(Extracted records)
PR #852, opened 2026-03-16
[AIEX] Combine repeating G_BUILD_VECTOR pattern into G_AIE_BROADCAST_VECTOR

konstantinschwarz:
Match a G_BUILD_VECTOR whose operands form a repeating sub-pattern of length Period (e.g., [a, b, a, b, ...] for Period=2). The Period elements are packed into a merged scalar and then broadcast via G_AIE_BROADCAST_VECTOR to avoid full scalarization. Only matches vectors >= 128 bits. Skips pure splats (Period=1).


llvm/lib/Target/AIE/AIECombinerHelper.cpp
```diff
@@ -5002,3 +5002,153 @@ bool llvm::matchVSelToUnmergeConcatOrCopy(MachineInstr &MI,
...
+/// ElemBits * Period == MergedBits must hold.
+/// Adding a new pattern (e.g., {32, 2, 64}) only requires an entry here;
+struct AlternatingBVPattern {
+  unsigned ElemBits;   // Source element size in bits.
+  unsigned Period;     // Number of consecutive elements that form one unit.
+  unsigned MergedBits; // Merged scalar size in bits (= ElemBits * Period).
+};
+
+/// Table of currently enabled merge patterns.
+/// Ordered by (ElemBits, Period) so that smaller periods are tried first.
```
martien-de-jong: Perhaps add 'for the same element size. Now I look at the table and see a Period 4 sitting between two Period 2 ones.

llvm/lib/Target/AIE/AIECombinerHelper.cpp
```diff
@@ -5002,3 +5002,153 @@ bool llvm::matchVSelToUnmergeConcatOrCopy(MachineInstr &MI,
...
+  const LLT DstVecTy = MRI.getType(DstVecReg);
+  const unsigned NumElts = DstVecTy.getNumElements();
+
+  // The number of elements must be a multiple of the period.
+  if (NumElts % Pat.Period != 0)
+    return false;
+
+  // Collect the period elements (operands 1..Period in the G_BUILD_VECTOR).
+  SmallVector<Register, 4> PeriodElts;
+  PeriodElts.reserve(Pat.Period);
```
martien-de-jong: nit: with the current table, this is a noop. Morever, it needs to fit a scalar register, so I don't think it will change soon.

llvm/lib/Target/AIE/AIECombinerHelper.cpp
```diff
@@ -5002,3 +5002,153 @@ bool llvm::matchVSelToUnmergeConcatOrCopy(MachineInstr &MI,
...
+
+//===----------------------------------------------------------------------===//
+// combine_alternating_build_vector
+//===----------------------------------------------------------------------===//
+
+namespace {
+
+/// Describes a supported merge pattern for G_BUILD_VECTOR operands.
+/// ElemBits * Period == MergedBits must hold.
+/// Adding a new pattern (e.g., {32, 2, 64}) only requires an entry here;
```
F-Stuckmann: nit: we already have a sawtooth pattern matching for vshuffles. We could reuse it

llvm/lib/Target/AIE/AIECombinerHelper.cpp
```diff
@@ -5002,3 +5002,153 @@ bool llvm::matchVSelToUnmergeConcatOrCopy(MachineInstr &MI,
...
+  SmallVector<Register, 4> PeriodElts;
+  PeriodElts.reserve(Pat.Period);
+  for (unsigned I = 0; I < Pat.Period; ++I)
+    PeriodElts.push_back(MI.getOperand(1 + I).getReg());
+
+  // Verify that the full operand list is a repetition of PeriodElts.
+  for (unsigned I = Pat.Period; I < NumElts; ++I) {
+    if (MI.getOperand(1 + I).getReg() != PeriodElts[I % Pat.Period])
+      return false;
+  }
```
martien-de-jong: nit: I think you can establish a period while checking, going from 1 to 2 to 4 at the appropriate period mismatches.  The other match parameters follow from checking Period * elemsize against 32 bits. A splat can be recognized by finding period==1

llvm/lib/Target/AIE/AIECombinerHelper.cpp
```diff
@@ -5002,3 +5002,153 @@ bool llvm::matchVSelToUnmergeConcatOrCopy(MachineInstr &MI,
...
+bool llvm::matchAlternatingBuildVector(
+    MachineInstr &MI, MachineRegisterInfo &MRI, const AIEBaseInstrInfo &TII,
+    AIEAlternatingBuildVectorMatchData &MatchInfo) {
+  assert(MI.getOpcode() == TargetOpcode::G_BUILD_VECTOR &&
+         "Expected a G_BUILD_VECTOR");
+
+  const Register DstVecReg = MI.getOperand(0).getReg();
+  const LLT DstVecTy = MRI.getType(DstVecReg);
+
+  // Only handle vectors >= 128 bits. Smaller vectors are kept in GPRs.
```
martien-de-jong, line 5019: Could still be a copy instead of a 32 bit immediate. Or can that be left to machine cse?

llvm/lib/Target/AIE/AIECombinerHelper.cpp
```diff
@@ -5002,3 +5002,153 @@ bool llvm::matchVSelToUnmergeConcatOrCopy(MachineInstr &MI,
...
+
+  const Register DstVecReg = MatchInfo.DstVecReg;
+  const LLT DstVecTy = MRI.getType(DstVecReg);
+  const unsigned NumElts = DstVecTy.getNumElements();
+  const unsigned ElemBits = DstVecTy.getElementType().getSizeInBits();
+  const unsigned Period = MatchInfo.PeriodElts.size();
+  const unsigned MergedBits = MatchInfo.MergedBits;
+
+  // Step 1: Pack the Period elements into a merged scalar of MergedBits.
+  //   packed = elem[0] | (elem[1] << ElemBits) | (elem[2] << 2*ElemBits) ...
```
martien-de-jong: Horner's scheme? (i.e. (((elem[3] << ElemBits) | elem[2]) << ElemBits)  | elem[1]) << ElemBits) | elem[0])
This reuses the shift constant

llvm/lib/Target/AIE/AIECombinerHelper.cpp
```diff
@@ -5002,3 +5002,153 @@ bool llvm::matchVSelToUnmergeConcatOrCopy(MachineInstr &MI,
...
+
+  Register PackedReg =
+      B.buildZExt(MergedScalarTy, MatchInfo.PeriodElts[0]).getReg(0);
+  for (unsigned I = 1; I < Period; ++I) {
+    Register EltExtReg =
+        B.buildZExt(MergedScalarTy, MatchInfo.PeriodElts[I]).getReg(0);
+    Register ShiftAmt = B.buildConstant(MergedScalarTy, I * ElemBits).getReg(0);
+    Register ShiftedReg =
+        B.buildShl(MergedScalarTy, EltExtReg, ShiftAmt).getReg(0);
+    PackedReg = B.buildOr(MergedScalarTy, PackedReg, ShiftedReg).getReg(0);
```
martien-de-jong: One of the elements may be flush with the signbit after shifting, so doesn't need zext.

llvm/lib/Target/AIE/AIECombinerHelper.cpp
konstantinschwarz: We can leave this to the legalizer, it turns small G_BUILD_VECTOR into bit arithmetic

llvm/lib/Target/AIE/AIECombinerHelper.cpp
konstantinschwarz: Done. Unfortunately there are other GlobalISel combines that optimize `(x << 8) << 8 -> x << 16` so we still end up with multiple shift constants

konstantinschwarz:
Thanks for the review, I think I applied all the comments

WHAT THIS TASK INVOLVES
All of the data above should be written out again word for word.

ANSWER SPACE
PR #852, opened 2026-03-16
[AIEX] Combine repeating G_BUILD_VECTOR pattern into G_AIE_BROADCAST_VECTOR

konstantinschwarz:
Match a G_BUILD_VECTOR whose operands form a repeating sub-pattern of length Period (e.g., [a, b, a, b, ...] for Period=2). The Period elements are packed into a merged scalar and then broadcast via G_AIE_BROADCAST_VECTOR to avoid full scalarization. Only matches vectors >= 128 bits. Skips pure splats (Period=1).


llvm/lib/Target/AIE/AIECombinerHelper.cpp
```diff
@@ -5002,3 +5002,153 @@ bool llvm::matchVSelToUnmergeConcatOrCopy(MachineInstr &MI,
...
+/// ElemBits * Period == MergedBits must hold.
+/// Adding a new pattern (e.g., {32, 2, 64}) only requires an entry here;
+struct AlternatingBVPattern {
+  unsigned ElemBits;   // Source element size in bits.
+  unsigned Period;     // Number of consecutive elements that form one unit.
+  unsigned MergedBits; // Merged scalar size in bits (= ElemBits * Period).
+};
+
+/// Table of currently enabled merge patterns.
+/// Ordered by (ElemBits, Period) so that smaller periods are tried first.
```
martien-de-jong: Perhaps add 'for the same element size. Now I look at the table and see a Period 4 sitting between two Period 2 ones.

llvm/lib/Target/AIE/AIECombinerHelper.cpp
```diff
@@ -5002,3 +5002,153 @@ bool llvm::matchVSelToUnmergeConcatOrCopy(MachineInstr &MI,
...
+  const LLT DstVecTy = MRI.getType(DstVecReg);
+  const unsigned NumElts = DstVecTy.getNumElements();
+
+  // The number of elements must be a multiple of the period.
+  if (NumElts % Pat.Period != 0)
+    return false;
+
+  // Collect the period elements (operands 1..Period in the G_BUILD_VECTOR).
+  SmallVector<Register, 4> PeriodElts;
+  PeriodElts.reserve(Pat.Period);
```
martien-de-jong: nit: with the current table, this is a noop. Morever, it needs to fit a scalar register, so I don't think it will change soon.

llvm/lib/Target/AIE/AIECombinerHelper.cpp
```diff
@@ -5002,3 +5002,153 @@ bool llvm::matchVSelToUnmergeConcatOrCopy(MachineInstr &MI,
...
+
+//===----------------------------------------------------------------------===//
+// combine_alternating_build_vector
+//===----------------------------------------------------------------------===//
+
+namespace {
+
+/// Describes a supported merge pattern for G_BUILD_VECTOR operands.
+/// ElemBits * Period == MergedBits must hold.
+/// Adding a new pattern (e.g., {32, 2, 64}) only requires an entry here;
```
F-Stuckmann: nit: we already have a sawtooth pattern matching for vshuffles. We could reuse it

llvm/lib/Target/AIE/AIECombinerHelper.cpp
```diff
@@ -5002,3 +5002,153 @@ bool llvm::matchVSelToUnmergeConcatOrCopy(MachineInstr &MI,
...
+  SmallVector<Register, 4> PeriodElts;
+  PeriodElts.reserve(Pat.Period);
+  for (unsigned I = 0; I < Pat.Period; ++I)
+    PeriodElts.push_back(MI.getOperand(1 + I).getReg());
+
+  // Verify that the full operand list is a repetition of PeriodElts.
+  for (unsigned I = Pat.Period; I < NumElts; ++I) {
+    if (MI.getOperand(1 + I).getReg() != PeriodElts[I % Pat.Period])
+      return false;
+  }
```
martien-de-jong: nit: I think you can establish a period while checking, going from 1 to 2 to 4 at the appropriate period mismatches.  The other match parameters follow from checking Period * elemsize against 32 bits. A splat can be recognized by finding period==1

llvm/lib/Target/AIE/AIECombinerHelper.cpp
```diff
@@ -5002,3 +5002,153 @@ bool llvm::matchVSelToUnmergeConcatOrCopy(MachineInstr &MI,
...
+bool llvm::matchAlternatingBuildVector(
+    MachineInstr &MI, MachineRegisterInfo &MRI, const AIEBaseInstrInfo &TII,
+    AIEAlternatingBuildVectorMatchData &MatchInfo) {
+  assert(MI.getOpcode() == TargetOpcode::G_BUILD_VECTOR &&
+         "Expected a G_BUILD_VECTOR");
+
+  const Register DstVecReg = MI.getOperand(0).getReg();
+  const LLT DstVecTy = MRI.getType(DstVecReg);
+
+  // Only handle vectors >= 128 bits. Smaller vectors are kept in GPRs.
```
martien-de-jong, line 5019: Could still be a copy instead of a 32 bit immediate. Or can that be left to machine cse?

llvm/lib/Target/AIE/AIECombinerHelper.cpp
```diff
@@ -5002,3 +5002,153 @@ bool llvm::matchVSelToUnmergeConcatOrCopy(MachineInstr &MI,
...
+
+  const Register DstVecReg = MatchInfo.DstVecReg;
+  const LLT DstVecTy = MRI.getType(DstVecReg);
+  const unsigned NumElts = DstVecTy.getNumElements();
+  const unsigned ElemBits = DstVecTy.getElementType().getSizeInBits();
+  const unsigned Period = MatchInfo.PeriodElts.size();
+  const unsigned MergedBits = MatchInfo.MergedBits;
+
+  // Step 1: Pack the Period elements into a merged scalar of MergedBits.
+  //   packed = elem[0] | (elem[1] << ElemBits) | (elem[2] << 2*ElemBits) ...
```
martien-de-jong: Horner's scheme? (i.e. (((elem[3] << ElemBits) | elem[2]) << ElemBits)  | elem[1]) << ElemBits) | elem[0])
This reuses the shift constant

llvm/lib/Target/AIE/AIECombinerHelper.cpp
```diff
@@ -5002,3 +5002,153 @@ bool llvm::matchVSelToUnmergeConcatOrCopy(MachineInstr &MI,
...
+
+  Register PackedReg =
+      B.buildZExt(MergedScalarTy, MatchInfo.PeriodElts[0]).getReg(0);
+  for (unsigned I = 1; I < Period; ++I) {
+    Register EltExtReg =
+        B.buildZExt(MergedScalarTy, MatchInfo.PeriodElts[I]).getReg(0);
+    Register ShiftAmt = B.buildConstant(MergedScalarTy, I * ElemBits).getReg(0);
+    Register ShiftedReg =
+        B.buildShl(MergedScalarTy, EltExtReg, ShiftAmt).getReg(0);
+    PackedReg = B.buildOr(MergedScalarTy, PackedReg, ShiftedReg).getReg(0);
```
martien-de-jong: One of the elements may be flush with the signbit after shifting, so doesn't need zext.

llvm/lib/Target/AIE/AIECombinerHelper.cpp
konstantinschwarz: We can leave this to the legalizer, it turns small G_BUILD_VECTOR into bit arithmetic

llvm/lib/Target/AIE/AIECombinerHelper.cpp
konstantinschwarz: Done. Unfortunately there are other GlobalISel combines that optimize `(x << 8) << 8 -> x << 16` so we still end up with multiple shift constants

konstantinschwarz:
Thanks for the review, I think I applied all the comments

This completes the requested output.